=== Section Start ===

PR #1978, opened 2024-05-28
mycpp: avoid subclass name colissions

melvinw:
Subclass names can collide, e.g. `builtin.func_misc.Type` and `builtin.meta_osh.Type` which share the base `core.vm._Callable`. This isn't a big deal until you need to query the subclass->base relationship, which a future commit will do.

This commit also changes `pass_state.Virtual.virtuals` into a mapping from (class, method) -> (base, method). If an entry maps to `None` that means the given method is part of the base class. This will allow a future commit to find the base for a given subclass.

The commit also changes mycpp to use fully-qualified class names when interacting with `pass_state.Virtual` to avoid ambiguity.

### DIFF
--- a/mycpp/cppgen_pass.py
+++ b/mycpp/cppgen_pass.py
@@ -18,7 +18,7 @@ from mypy.nodes import (Expression, Statement, NameExpr, IndexExpr, MemberExpr,
 
 from mycpp import format_strings
 from mycpp.crash import catch_errors
-from mycpp.util import log, join_name_cpp, split_py_name
+from mycpp.util import log, join_name, split_py_name
 from mycpp import util
 
 from typing import Tuple, List
@@ -2414,7 +2414,7 @@ class Generate(ExpressionVisitor[T], StatementVisitor[None]):
         if not self.decl and self.current_class_name:
             # definition looks like
             # void Class::method(...);
-            func_name = join_name_cpp((self.current_class_name[-1], o.name))
+            func_name = join_name((self.current_class_name[-1], o.name))
         else:
             # declaration inside class { }
             func_name = o.name
@@ -2502,7 +2502,8 @@ class Generate(ExpressionVisitor[T], StatementVisitor[None]):
 
             # e.g. class TextOutput : public ColorOutput
             if base_class_name:
-                self.always_write(' : public %s', join_name_cpp(base_class_name, True))
+                self.always_write(' : public %s', join_name(base_class_name,
+                                                            strip_package=True))
 
             self.always_write(' {\n')
             self.always_write_ind(' public:\n')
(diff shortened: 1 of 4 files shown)


mycpp/pass_state.py
```diff
@@ -18,17 +18,17 @@ class Virtual(object):
...
 
     def __init__(self) -> None:
-        self.methods: dict[str, list[str]] = defaultdict(list)
-        self.subclasses: dict[str, list[str]] = defaultdict(list)
-        self.virtuals: list[tuple[str, str]] = []
-        self.has_vtable: dict[str, bool] = {}
-        self.can_reorder_fields: dict[str, bool] = {}
+        self.methods: dict[tuple[str], list[str]] = defaultdict(list)
+        self.subclasses: dict[tuple[str], list[tuple[str]]] = defaultdict(list)
+        self.virtuals: dict[tuple[tuple[str], str], Optional[tuple[str, str]]] = {}
```
andychu, line 23: It might be nice to define a type alias `SymbolName = tuple[str]` or `SymbolPath`

mycpp/cppgen_pass.py
```diff
@@ -2687,7 +2688,7 @@ def visit_class_def(self, o: 'mypy.nodes.ClassDef') -> T:
                                 callee.name == '__init__'):
                             base_constructor_args = expr.args
                             #log('ARGS %s', base_constructor_args)
-                            self.def_write(' : %s(', base_class_name)
+                            self.def_write(' : %s(', join_name_cpp(base_class_name, True))
```
andychu, line 2691: should call this with strip_package=True (generally we follow the rule that optional args are always named)

Also why does strip_package exist?  It could use a comment

andychu (commented):
Thanks, this seems reasonable

mycpp/pass_state.py
melvinw: Good idea. Will add this

mycpp/cppgen_pass.py
melvinw: Ah, yeah `strip_package` thing is awkward. Apparently we omit the top level directories (e.g. `core`, `builtin`, `ysh`) from the c++ namespaces. Will add a comment

mycpp/util.py
```diff
@@ -14,8 +14,33 @@
...
 
+SymbolPath = tuple[str]
+
 
 def log(msg: str, *args: Any) -> None:
     if args:
         msg = msg % args
     print(msg, file=sys.stderr)
+
+def join_name(parts: SymbolPath, strip_package: bool = False, delim: str = '::') -> str:
```
andychu, line 25: I think it's better not to have the param if we don't use it, if it's always ::

It can be a constant in the file, or just repeated

melvinw: Another PR I have sets this to `.` for use with the datalog files

PR #1982, opened 2024-06-02
[mycpp] add souffle binary build library

melvinw:
Splitting this out from #1981


andychu:
Thanks, this generally looks good

Can you write a self-contained shell smoke test ?

- to run the built souffle on some kind of "hello world"
- maybe compile and run the output (if it's easy)

We actually moved most things to the "wedge" system, which

1. runs on contributor machines, and is automated with CI tasks dev-setup-{alpine,debian}
2. gets baked into the Docker images (so we don't rebuild re2c/souffle every time)

Example here with uftrace:

https://github.com/oilshell/oil/blob/master/deps/source.medo/uftrace/WEDGE#L81



I should be able to make the wedge itself and the Docker image/layers

But the automated smoke test example will help

melvinw:
Pushed a skeleton for the wedge with a smoke test

andychu:
OK thanks, I will run this locally and add it to the `cpp-*` CI images (the ones that have mycpp)

Might take a few days, I'll let you know

melvinw:
Sounds good. Let me know if you run into any issues!

PR #1987, opened 2024-06-03
[build] check in souffle c++ 

melvinw:
Souffle takes forever to build. To make this stuff more accessible to
all devs,  this commit adds the souffle C++ headers to `vendor/souffle`
and checks in the generated C++ for `mycpp/datalog/call-graph.dl`. It
also tweaks the ninja libraries to accommodate the new process.


andychu:
Can you add something to `soil/worker.sh` to show that it builds and runs?    I guess we can use the `deps/source.medo/souffle/smoke-test.dl`

i.e. check that into `prebuilt/`, and then have a little soil task that builds and runs the C++, similar to the smoke test you already wrote


As something that's de-coupled from whatever we do with mycpp

andychu:
I think it could belong in the `cpp-small` task

prebuilt/NINJA_subgraph.py
```diff
@@ -74,4 +76,8 @@ def NinjaGraph(ru):
             '//cpp/frontend_flag_spec',
         ])
 
-    ru.souffle_cpp('mycpp/datalog/call-graph.dl')
+    # NOTE: To avoid failures on these in CI, these targets are only enabled if
+    # the user has the souffle executable in their PATH.
+    if subprocess.call('which souffle > /dev/null', shell=True) == 0:
+        ru.souffle_cpp('mycpp/datalog/call-graph.dl')
+        ru.souffle_cpp('deps/source.medo/souffle/smoke-test.dl')
```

=== Section End ===

■ **What you need to do**:
To answer, count the lines of the material that contain "nodes" and give only that number.

■ **Written response**:
2